# Banking Ombudsman



## gprit (Feb 12, 2014)

I have several issues with Credit Agricole.
Is there such a thing as an independent Complaint procedure in France (similar to UK Ombudsman). 
CA only give me internal complaints contacts.


----------



## Bevdeforges (Nov 16, 2007)

It depends a bit on the nature of your issues - but if they involve your access to banking services, you could try the Banque de France. (I would first try working through CA's internal complaints department - just to cover your bases before going ballistic on them. Banque de France is the national bank regulator - among their various functions.)








Banque de France | Particuliers


Espace Particuliers ... Missions et activités de la Banque de France · Implantations de la Banque · Organigramme · Galerie Photos · Espace recrutement.




particuliers.banque-france.fr


----------



## EuroTrash (Sep 3, 2013)

gprit said:


> I have several issues with Credit Agricole.
> Is there such a thing as an independent Complaint procedure in France (similar to UK Ombudsman).
> CA only give me internal complaints contacts.

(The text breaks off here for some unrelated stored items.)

PR #14556, opened 2024-09-30
Add `blocklist` support from v3 config files

thecrypticace:
This PR adds support for the `blocklist` config option when using a JS config file in v4. You can now block certain classes from being generated at all. This is useful in cases where scanning files sees things that look like classes but are actually not used. For example, in paragraphs in a markdown file:

  ```js
  // tailwind.config.js
  export default {
    blocklist: ['bg-red-500'],
  }
  ```
  
  ```html
  <!-- index.html -->
  <div class="bg-red-500 text-black/75"></div>
  ```

Output:
  
  ```css
  .text-black/75 {
    color: rgba(0, 0, 0, 0.75);
  }
  ```

### DIFF
--- a/CHANGELOG.md
+++ b/CHANGELOG.md
@@ -11,6 +11,7 @@ and this project adheres to [Semantic Versioning](https://semver.org/spec/v2.0.0
 
 - Add support for prefixes ([#14501](https://github.com/tailwindlabs/tailwindcss/pull/14501))
 - Expose timing information in debug mode ([#14553](https://github.com/tailwindlabs/tailwindcss/pull/14553))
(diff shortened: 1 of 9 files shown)


RobinMalfait (approved):
Nice! Can we add a test to make sure that `@apply bg-white` also doesn't work?

This is what v3 does: https://play.tailwindcss.com/ewH6tmV5q4?file=css

thecrypticace:
Good call — I fixed that case and added a test for it.

thecrypticace:
I think there's some wiggle room in the future here such that blocklist _only_ applies to generated candidates. This is because the nature of content scanning means you're likely scanning content you can't change for the sake of Tailwind. But `@apply` you always write explicitly and the failure mode is always hard crash when something doesn't exist.

PR #14557, opened 2024-09-30
Template migrations: Migrate v3 prefixes to v4

philipp-spiess:
This PR adds a new migration that can migrate Tailwind CSS v3 style prefixes into Tailwind CSS v4.

The migration is split into three separate pieces of work:

1. Firstly, we need to read the full JavaScript config to get the _old_ prefix option. This is necessary because in v4, we will not allow things like custom-separators for the prefix. From this option we will then try and compute a new prefix (in 90% of the cases this is going to just remove the trailing `-` but it can also work in more complex cases).
2. Then we migrate all Candidates. The important thing here is that we need to operate on the raw candidate string because by relying on `parseCandidate` (which we do for all other migrations) would not work, as the candidates are not valid in v4 syntax. More on that in a bit.
3. Lastly we also make sure to update the CSS config to include the new prefix. This is done by prepending the prefix option like so:
    
    ```css
    @import "tailwindcss" prefix(tw);
    ```

### Migrating candidates

The main difference between v3 prefixes and v4 prefixes is that in v3, the prefix was _part of the utility_ where as in v4 it is _always in front of the CSS class. 

So, for example, this candidate in v3: 

```
hover:-tw-mr-4
```

Would be converted to the following in v4:

```
tw:hover:-mr-4
```

Since the first example _won't parse as a valid Candidate in v4, as the `tw-mr` utility does not exist, we have to operate on the raw candidate string first. To do this I created a fork of the `parseCandidate` function _without any validation of utilities or variants_. This is used to identify part of the candidate that is the `base` and then ensuring the `base` starts with the old prefix. We then remove this to create an "unprefixed" candidate that we validate against a version of the DesignSystem _with no prefixes configured_. If the variant is valid this way, we can then print it again with the `DesignSystem` that has the new prefix to get the migrated version.

Since we set up the `DesignSystem` to include the new prefix, we can also be certain that migrations that happen afterwards would still disqualify candidates that aren't valid according to the new prefix policy. This does mean we need to have the prefix fixup be the first step in our pipeline.

One interesting bit is that in v3, arbitrary properties did not require prefixes where as in v4 they do. So the following candidate:

```
[color:red]
```

Will be converted to:

```
tw:[color:red]
```


packages/@tailwindcss-upgrade/src/template/codemods/prefix.ts
```diff
@@ -0,0 +1,113 @@
...
+
+    return {
+      base,
+      start,
+      end,
+    }
+  }
+}
+
+const VALID_PREFIX = /([a-z]+)/
```
philipp-spiess, line 106: The heuristics here is basically finding the first alphabetical pair that appears in the old prefix. e.g. `tw-` is going to be `tw`, so is`tw__` etc.

packages/@tailwindcss-upgrade/src/template/parseConfig.ts
```diff
@@ -24,11 +34,21 @@ export async function parseConfig(
     relative = './' + relative
   }
 
-  let input = `@import 'tailwindcss';\n@config './${relative}'`
+  let userConfig = (await loadModule(fullConfigPath, __dirname, () => {}).then(
+    (result) => result.module,
+  )) as Config
```
philipp-spiess, line 39: There is one caveat here: By not using core to read the config file to get the _old_ prefix (because if we use Core we'd throw since that prefix is no longer supported in v4), we now loose the evaluation of plugins which...might also contribute prefixes? Is that something that happens in reality?

thecrypticace: A plugin can contribute a prefix. In reality this probably doesn't happen. But I wouldn't be surprised if prefixes were specified in _presets_.

philipp-spiess: Hmmm yeah we should resolve presets probably. I wish there was a nicer way to run this through core but we really want it to error like it does right now. Maybe I can use the compat APIs to resolve _only_ the config file properly

packages/@tailwindcss-upgrade/src/template/codemods/prefix.ts
```diff
@@ -0,0 +1,113 @@
...
+export function migratePrefix(prefix: string): string {
+  let result = VALID_PREFIX.exec(prefix.toLocaleLowerCase())
+  if (!result) {
+    throw new Error(`The prefix "${prefix}" can not be converted to Tailwind CSS v4.`)
```
thecrypticace, line 110:
```suggestion
    throw new Error(`The prefix "${prefix}" can not be used with Tailwind CSS v4 and cannot be converted to a valid one automatically. Please change all your utilities to use a prefix with only letters and run the migration again.`)
```

Alternatively, we could issue a warning and return `tw`?

packages/@tailwindcss-upgrade/src/template/parseConfig.ts
thecrypticace: I really don't like that we're exposing `loadMoudle` just for this case. I wonder if there's some way we can load the config without validation? Only problem I see there is it'd require adding an API to core.

Maybe this is something that we can revise once we revisit the APIs — probably just add a card for it later?

packages/@tailwindcss-upgrade/src/template/codemods/prefix.ts
thecrypticace: yeah that seems good to me

packages/@tailwindcss-upgrade/src/template/parseConfig.ts
thecrypticace: Oh maybe we just import resolveConfig directly and use it?

thecrypticace: Given we can use internal API b/c it's going to get bundled into the upgrade package directly — rather than relying on exports.

philipp-spiess: Yeah we can probably import it directly, note that right now it only uses `loadModule` from the `node` package so we have jiti added, but yeah we can add the dependencies to the upgrade package as well and then import the files we need from these other packages. I think we'll need to do this anyways now since we also want to load the presets etc.

philipp-spiess: Okay so i changed this to use `resolveConfig` from core and to not export `loadModule` in the node package anymore and instead bundle the dependencies directly

adamwathan (approved):

PR #14561, opened 2024-10-01
Fix rebuilds when editing imported CSS files

RobinMalfait:
This PR fixes an issue where importing other CSS files, then changing those CSS files didn't trigger a rebuild. This PR fixes that by making sure that the imported CSS files are properly watched.

This PR also adds some integration tests for `@tailwindcss/postcss`, `@tailwindcss/vite` and `@tailwindcss/cli` to make sure this works as expected.

### DIFF
--- a/packages/@tailwindcss-node/src/compile.ts
+++ b/packages/@tailwindcss-node/src/compile.ts
@@ -74,6 +74,8 @@ async function loadStylesheet(id: string, base: string, onDependency: (path: str
   let resolvedPath = await resolveCssId(id, base)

I believe you have to start with the internal complaints procedure. You can't involve a third party until you have followed that procedure to the end.
Once that has been exhausted, you will be told what options you have open to you if you are not satisfied with the outcome (details of who to contact next and procedure to be followed).
That at least has been my experience. (Although in the end, CA got their act together and came good so I didn't need to take it further.=


----------